_TASK STATEMENT_
What you give back must match the records below word for word.

_THE RECORDS_
· · ·
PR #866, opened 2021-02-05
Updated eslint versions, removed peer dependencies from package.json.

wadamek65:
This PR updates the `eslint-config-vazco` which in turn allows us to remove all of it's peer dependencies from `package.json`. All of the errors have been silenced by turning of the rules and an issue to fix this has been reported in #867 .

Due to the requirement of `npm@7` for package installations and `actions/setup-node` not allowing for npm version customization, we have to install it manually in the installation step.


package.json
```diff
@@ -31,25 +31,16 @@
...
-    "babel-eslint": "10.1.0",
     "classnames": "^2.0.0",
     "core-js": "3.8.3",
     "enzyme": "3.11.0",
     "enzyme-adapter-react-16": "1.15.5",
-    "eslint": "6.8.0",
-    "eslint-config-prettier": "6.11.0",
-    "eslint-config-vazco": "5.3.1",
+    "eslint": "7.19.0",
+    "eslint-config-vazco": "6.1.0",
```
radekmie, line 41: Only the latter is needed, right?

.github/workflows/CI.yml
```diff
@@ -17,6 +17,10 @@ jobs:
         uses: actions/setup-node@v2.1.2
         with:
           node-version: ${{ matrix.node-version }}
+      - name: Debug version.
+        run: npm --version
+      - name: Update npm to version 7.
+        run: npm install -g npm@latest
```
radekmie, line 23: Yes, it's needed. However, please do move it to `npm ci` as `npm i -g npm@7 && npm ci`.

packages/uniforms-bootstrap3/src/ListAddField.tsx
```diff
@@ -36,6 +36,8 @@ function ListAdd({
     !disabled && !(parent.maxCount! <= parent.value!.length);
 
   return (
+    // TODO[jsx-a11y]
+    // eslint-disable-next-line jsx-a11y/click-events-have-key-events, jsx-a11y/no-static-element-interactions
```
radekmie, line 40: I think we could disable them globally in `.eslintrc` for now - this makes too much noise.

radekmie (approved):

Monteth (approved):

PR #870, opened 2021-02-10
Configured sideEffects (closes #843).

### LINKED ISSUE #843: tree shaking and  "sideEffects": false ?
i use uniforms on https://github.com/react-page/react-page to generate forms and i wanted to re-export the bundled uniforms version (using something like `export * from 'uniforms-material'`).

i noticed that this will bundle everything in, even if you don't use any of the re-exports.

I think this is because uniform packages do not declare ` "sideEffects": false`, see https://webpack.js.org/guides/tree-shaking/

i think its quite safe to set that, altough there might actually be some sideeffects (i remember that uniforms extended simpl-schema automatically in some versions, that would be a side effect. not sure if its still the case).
· · ·
_EXERCISE RESPONSE_
PR #866, opened 2021-02-05
Updated eslint versions, removed peer dependencies from package.json.

wadamek65:
This PR updates the `eslint-config-vazco` which in turn allows us to remove all of it's peer dependencies from `package.json`. All of the errors have been silenced by turning of the rules and an issue to fix this has been reported in #867 .

Due to the requirement of `npm@7` for package installations and `actions/setup-node` not allowing for npm version customization, we have to install it manually in the installation step.


package.json
```diff
@@ -31,25 +31,16 @@
...
-    "babel-eslint": "10.1.0",
     "classnames": "^2.0.0",
     "core-js": "3.8.3",
     "enzyme": "3.11.0",
     "enzyme-adapter-react-16": "1.15.5",
-    "eslint": "6.8.0",
-    "eslint-config-prettier": "6.11.0",
-    "eslint-config-vazco": "5.3.1",
+    "eslint": "7.19.0",
+    "eslint-config-vazco": "6.1.0",
```
radekmie, line 41: Only the latter is needed, right?

.github/workflows/CI.yml
```diff
@@ -17,6 +17,10 @@ jobs:
         uses: actions/setup-node@v2.1.2
         with:
           node-version: ${{ matrix.node-version }}
+      - name: Debug version.
+        run: npm --version
+      - name: Update npm to version 7.
+        run: npm install -g npm@latest
```
radekmie, line 23: Yes, it's needed. However, please do move it to `npm ci` as `npm i -g npm@7 && npm ci`.

packages/uniforms-bootstrap3/src/ListAddField.tsx
```diff
@@ -36,6 +36,8 @@ function ListAdd({
     !disabled && !(parent.maxCount! <= parent.value!.length);
 
   return (
+    // TODO[jsx-a11y]
+    // eslint-disable-next-line jsx-a11y/click-events-have-key-events, jsx-a11y/no-static-element-interactions
```
radekmie, line 40: I think we could disable them globally in `.eslintrc` for now - this makes too much noise.

radekmie (approved):

Monteth (approved):

PR #870, opened 2021-02-10
Configured sideEffects (closes #843).

### LINKED ISSUE #843: tree shaking and  "sideEffects": false ?
i use uniforms on https://github.com/react-page/react-page to generate forms and i wanted to re-export the bundled uniforms version (using something like `export * from 'uniforms-material'`).

i noticed that this will bundle everything in, even if you don't use any of the re-exports.

I think this is because uniform packages do not declare ` "sideEffects": false`, see https://webpack.js.org/guides/tree-shaking/

i think its quite safe to set that, altough there might actually be some sideeffects (i remember that uniforms extended simpl-schema automatically in some versions, that would be a side effect. not sure if its still the case).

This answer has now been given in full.